How to complete this task
Only the lines from the top of the data through the one with "It only lets" are to be written out, each exactly as it stands.

Dataset content
Issue #931, opened 2020-12-03
Scheduled jobs in heroku


jrochkind:
It looks to me like the heroku free scheduler plugin is sufficient after all. 

It only lets you do nightly (or hourly) jobs, not weekly jobs -- we only create the google sitemap weekly, but it doesn't hurt to do it nightly. 

One downside is there scheduled job configuration will live purely on heroku accessible only via human web dashboard, there is no API for it, so we lose being able to track/control that configuration in source code. (We know do it with the `whenever` gem for configuring cron jobs in ruby, that get deployed to cron by capistrano). 

Additionally our code will no longer "know" when the nightly are jobs are scheduled -- only minor place this comes up now is the abliity for the fixity dashboard to say "these run every night at 2:30am", and have that be correct without having to keep it synchronized. That's not a huge deal.

jrochkind:
I guess we just make these by hand. Note that heroku scheduler uses UTC -- have to calculate what time we want in ET ourselves. And remember it will change by an hour when daylight savings goes on/off!  I think this is fine for our tasks, ti doesn't matter if they run at 2:30am during half the year and 3:30am the other half, although a bit annoying. 

Add comment to our `schedule.rb` (currently used by `capistrano-whenever`) that this doesn't effect heroku -- then remove the file entirely after we go live on heroku?

eddierubeiz:
Sounds good.

eddierubeiz:
Actually, instead of adding an actual comment to `schedule.rb`, I just created #1222 to cover the work of removing `whenever` and all references to it. It turns up in at least 2 or 3 places, and that's a distinct task that we can take care of well after launch, if I understand correctly.

eddierubeiz:
The sitemap creation rake task currently runs weekly. but the Heroku scheduler doesn't allow for weekly tasks. We should probably modify the task to end early unless it's Tuesday and run *that* nightly. Until we take care of that I'm fine with running the task manually for a couple weeks. @jrochkind  - other ideas welcome.

eddierubeiz:
I've added all the tasks except sitemap creation to https://dashboard.heroku.com/apps/scihist-digicoll-production/scheduler, so they'll be running nightly from now on.

jrochkind:
Oh, annoying! 

There are other scheduler-add-ons that cost money that are more powerful. 

But also, it runs weekly because it doesn't need to run more often than weekly, but it doesn't hurt it to run nightly. Just run it nightly?

[...]

PR #1224, opened 2021-06-23
Adding rescue_rake: true

eddierubeiz:
See conversation at ref #931 about 
`HONEYBADGER_EXCEPTIONS_RESCUE_RAKE`.

@jrochkind figured out that we were trying to configure HB in a very roundabout way via an env variable set in `config/schedule.rb`, and appended as a prefix to every scheduled task run by `whenever`. `whenever` is going away, so we're taking the opportunity to do this (hopefully) the right way.

See also:
- https://github.com/honeybadger-io/honeybadger-ruby/issues/258
- https://docs.honeybadger.io/lib/ruby/gem-reference/configuration.html

### DIFF
--- a/config/honeybadger.yml
+++ b/config/honeybadger.yml
@@ -11,5 +11,6 @@ breadcrumbs:
 exceptions:
   ignore:
     - 'ActionDispatch::Http::MimeNegotiation::InvalidType'
+  rescue_rake: true
 
 # http://docs.honeybadger.io/ruby/gem-reference/configuration.html


jrochkind:
@eddierubeiz I think you missed my last comment last night? 

After going through some other thoughts, I tested and verified that Heroku scheduled tasks ARE reporting to HoneyBadger on uncaught exceptions, with no further configuration needed. 

https://github.com/sciencehistory/scihist_digicoll/issues/931#issuecomment-866358958

eddierubeiz:
Triple-checked (my initial experiments went the other way, but I must have missed something.) You're right!

Issue #964, opened 2021-01-28
Batch edit does not apply to Collection field


HKativa:
I attempted to add work pr76f4633 and its child records to the Neville Collection using the cart, i.e. batch edit, and the edit didn't take (note: I subsequently edited the individual records to add them to the Collection). I played around a bit in staging and successfully edited other fields using the batch edit, but again, the collection edit didn't take. I have a vague memory that not all fields are enabled for batch editing, but could well be mis-remembering. This is low-priority - ultimately, I'd like to confirm whether or not the batch edit is intended to work for the Collection metadata field.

Answer to the problem
Issue #931, opened 2020-12-03
Scheduled jobs in heroku


jrochkind:
It looks to me like the heroku free scheduler plugin is sufficient after all. 

It only lets you do nightly (or hourly) jobs, not weekly jobs -- we only create the google sitemap weekly, but it doesn't hurt to do it nightly. 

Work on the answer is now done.